Enrollment Requirement: Eligible for MATH 97  or higher; and eligible for ENGL& 101 ; or instructor consent.

Course Outcomes:
Students who successfully complete this class will be able to:

  1. Create a computational artifact using computing tools and techniques to solve a problem.
  2. Collaborate in the creation of computational artifacts or when writing a program.
  3. Develop an abstraction when writing a program or creating computational artifacts.
  4. Find patterns and test hypotheses about digitally processed information to gain insight and knowledge.
  5. Explain the insight and knowledge gained from digitally processed data by using appropriate visualizations, notations, and precise language.
  6. Summarize information from data to explain patterns or trends using descriptive statistics.
  7. Manage, clean, summarize and visualize simple data sets.

Program Outcomes
  1. Use appropriate reasoning to evaluate problems, make decisions, and formulate solutions.
  2. Give reasons for conclusions, assumptions, beliefs, and hypotheses.
  3. Evaluate and interpret quantitative and symbolic reasoning information/data.
  4. Implement calculator/computer technology to solve problems.


College-wide Outcomes
  • Responsibility - Responsibility encompasses those behaviors and dispositions necessary for students to be effective members of a community.
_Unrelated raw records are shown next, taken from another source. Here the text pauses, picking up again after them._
Issue #3974, opened 2025-05-21
Replace `persistent` with `linera-views`


Twey:
Currently we are using the `persistent` library to store client configuration to disk on the filesystem or in an IndexedDB database on the Web.  `persistent` is lightweight and supports writing directly to a JSON file, preserving backwards compatibility with the existing code that wrote a JSON file manually, but writing a JSON file on every state change scales poorly, and the functionality of `persistent` is a subset of that of `linera-views`.

Instead, we should switch to a database file (SQLite? RocksDB?) for filesystem storage, and use `linera-views` for both that and IndexedDB.

PR #3978, opened 2025-05-21
Move the wallet into `linera-core`

Twey:
## Motivation

Currently we store the wallet (information about the last-seen chain state) in two different places: in-memory in `linera-core` and then duplicated by the chain listener onto disk whenever something happens.  This means that we duplicate logic and also that the two copies of the state can get out of sync.

## Proposal

Move the wallet handling directly into `linera-core`, using dependency inversion (over the `Persist` trait, though we should [replace it with `linera-views`](https://github.com/linera-io/linera-protocol/issues/3974) in the future) to keep `linera-core` pure and testable.  That way the wallet can become the source of truth for (its relevant portions of) chain state.

## Test Plan

CI.

## Release Plan

## Links


Twey:
Superseded by https://github.com/linera-io/linera-protocol/pull/5080.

This outcome is designed to help students recognize the value of a commitment to those responsibilities which will enable them to work successfully individually and with others.
  • Quantitative and Symbolic Reasoning - Quantitative Reasoning encompasses abilities necessary for a student to become literate in today’s technological world. Quantitative reasoning begins with basic skills and extends to problem solving.